### Task to complete
Pick out each line of the records that includes the string "path", and copy it.

(Collected data entries)
· · ·

PR #212, opened 2023-11-21
Upload capacity tracker data

MarionJHolloway:
# Description
A script to import care home and non-residential capacity tracker csv files to two parquet datasets.

# How to test
Unit tests passing
Run in branch - behaving as expected

# Developer checklist
- [ ] Unit test
- [ ] Linked to Trello ticket

### DIFF
--- a/jobs/ingest_capacity_tracker_data.py
+++ b/jobs/ingest_capacity_tracker_data.py
@@ -9,7 +9,7 @@ from schemas.capacity_tracker_schema import (
 from utils import utils
 
 
-def main(source, destination):
+def main(care_home_source, care_home_destination, non_res_source, non_res_destination):
     df = utils.read_csv_with_defined_schema(source, SPSS_JOBS_ESTIMATES)
     df_with_formatted_date = df.withColumn(
         "snapshot_date_formatted", F.col("Snapshot_date")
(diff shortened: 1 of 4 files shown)


jobs/ingest_capacity_tracker_data.py
```diff
@@ -0,0 +1,98 @@
...
+    df = utils.read_csv_with_defined_schema(source, schema)
+    df = add_column_with_formatted_dates(
+        df,
+        date_column_name,
+        date_format,
+    )
+    utils.write_to_parquet(df, destination, False)
+
+
+def add_column_with_formatted_dates(df, old_column, date_format):
```
garypolzin, line 41: change old_column to be more descriptive, the function above has date_column_name which would work

jobs/ingest_capacity_tracker_data.py
```diff
@@ -0,0 +1,98 @@
...
+import pyspark.sql.functions as F
+
+from schemas.capacity_tracker_schema import (
+    CAPACITY_TRACKER_CARE_HOMES,
+    CAPACITY_TRACKER_NON_RESIDENTIAL,
+)
+from utils import utils
+
+
+def main(care_home_source, care_home_destination, non_res_source, non_res_destination):
```
garypolzin, line 12: are you able to replicate the destination path from another job, such as ingest_cqc_pir_data
that job automatically constructs the destination file path

garypolzin (changes requested):
nice, neat and easy to follow but I think the auto generation of the destination will be advantageous if we plan to do this frequently. If it's going to be fairly infrequent then you could argue we don't need it

MarionJHolloway:
I've made the requested changes. Everything is running happily in branch.

garypolzin (approved):

PR #220, opened 2024-01-08
Estimate iepa ratios

MarionJHolloway:
# Description
Adds a new step to calculate the PA ratio from survey data. Years which did not have a survey have a PA ratio hard coded, as this is unlikely to change value in the future.

# How to test
Tests passing
Runs in branch
Compared to previous estimates and preferred


utils/direct_payments_utils/estimate_direct_payments/calculate_pa_ratio.py
```diff
@@ -0,0 +1,70 @@
...
+    w = (
+        Window.partitionBy(F.lit(0))
+        .orderBy(F.col(DP.YEAR_AS_INTEGER).cast("long"))
+        .rangeBetween(-(range), 0)
+    )
+    df = df.withColumn(DP.COUNT, F.lit(1))
+    df = df.withColumn(DP.COUNT_OF_YEARS, F.sum(df[DP.COUNT]).over(w))
+    df = df.withColumn(DP.SUM_OF_RATIOS, F.sum(df[DP.AVERAGE_STAFF]).over(w))
+    df = df.withColumn(
+        DP.RATIO_ROLLING_AVERAGE, df[DP.SUM_OF_RATIOS] / df[DP.COUNT_OF_YEARS]
```
garypolzin, line 68: probably low priority but we are using a mix of F.col("col_name") and df["col_name"] in our code, should we try to stick to one for consistency?
Both look fairly common in our code, so we can deal with this at another point if we decide to and leave as it is now

utils/direct_payments_utils/estimate_direct_payments/calculate_pa_ratio.py
```diff
@@ -0,0 +1,70 @@
...
+    pa_ratio_df = add_in_missing_historic_ratios(average_survey_df, spark)
+    pa_ratio_df = apply_rolling_average(pa_ratio_df)
+    pa_ratio_df = pa_ratio_df.select(DP.YEAR_AS_INTEGER, DP.RATIO_ROLLING_AVERAGE)
+    return pa_ratio_df
+
+
+def exclude_outliers(survey_df: DataFrame) -> DataFrame:
+    survey_df = survey_df.where(
+        (survey_df[DP.TOTAL_STAFF_RECODED] < 10.0)
+        & (survey_df[DP.TOTAL_STAFF_RECODED] > 0.0)
```
garypolzin, line 27: assign magic numbers to a named variable to explain what they are

tests/unit/test_calculate_pa_ratio.py
```diff
@@ -0,0 +1,205 @@
...
+            (2015, None),
+            (2016, None),
+            (2017, 1.0),
+            (2018, None),
+            (2019, 1.0),
+            (2020, 1.0),
+            (2021, 1.0),
+            (2022, 1.6),
+            (2023, 2.2),
+        ]
```
garypolzin, line 120: would be good to decide when test files should be in the test job and when they should be in the test file generator. Larger ones make test files quite long (but also it's easier to read answers when the test file is in the same script)

garypolzin (changes requested):
sorry had to look through it quite quick but see what you think to the feedback below and we'll go from there

utils/direct_payments_utils/estimate_direct_payments/calculate_pa_ratio.py
MarionJHolloway: I think this is a bigger issue - we might need a style guide or similar - question for MadeTech perhaps?

utils/direct_payments_utils/estimate_direct_payments/calculate_pa_ratio.py
MarionJHolloway: Fixed!

tests/unit/test_calculate_pa_ratio.py
MarionJHolloway: I've moved these out and into separate files

garypolzin (approved):
happy with emended code and decisions to defer :)

PR #222, opened 2024-01-09
Create non pipeline utils

MarionJHolloway:
# Description
Added a folder with non-pipeline scripts to be run locally


x_non_pipeline_utils/cqc_metadata.py
```diff
@@ -0,0 +1,108 @@
...
+        "Service type - Remote clinical advice service",
+        "Service type - Acute services without overnight beds / listed acute services with or without overnight beds",
+        "Service type - Ambulance service",
+        "Service type - Blood and Transplant service",
+        "Service type - Diagnostic and/or screening service - single handed sessional providers",
+        "Service type - Hospice services at home",
+        "Service type - Hyperbaric Chamber",
+        "Service type - Prison Healthcare Services",
+        "Service type - Specialist college service",
+    ]
```
garypolzin, line 41: We should probably get rid of service types and get them from SERVICE_DICT instead

x_non_pipeline_utils/add_sector_and_service_to_CQC_register.py
```diff
@@ -0,0 +1,81 @@
...
+    return data
+
+
+def get_main_service(row):
+    service = Values.service_not_found
+
+    for service_type in CqcCategories.SERVICE_TYPES:
+        if row[service_type] == Values.yes:
+            service = service_type
+            return service
```
garypolzin, line 58: We should probably get rid of the SERVICE_TYPES list and get them from SERVICE_DICT keys instead - they are repeated at the moment

garypolzin (changes requested):

garypolzin (approved):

· · ·

### Task output
garypolzin, line 12: are you able to replicate the destination path from another job, such as ingest_cqc_pir_data
that job automatically constructs the destination file path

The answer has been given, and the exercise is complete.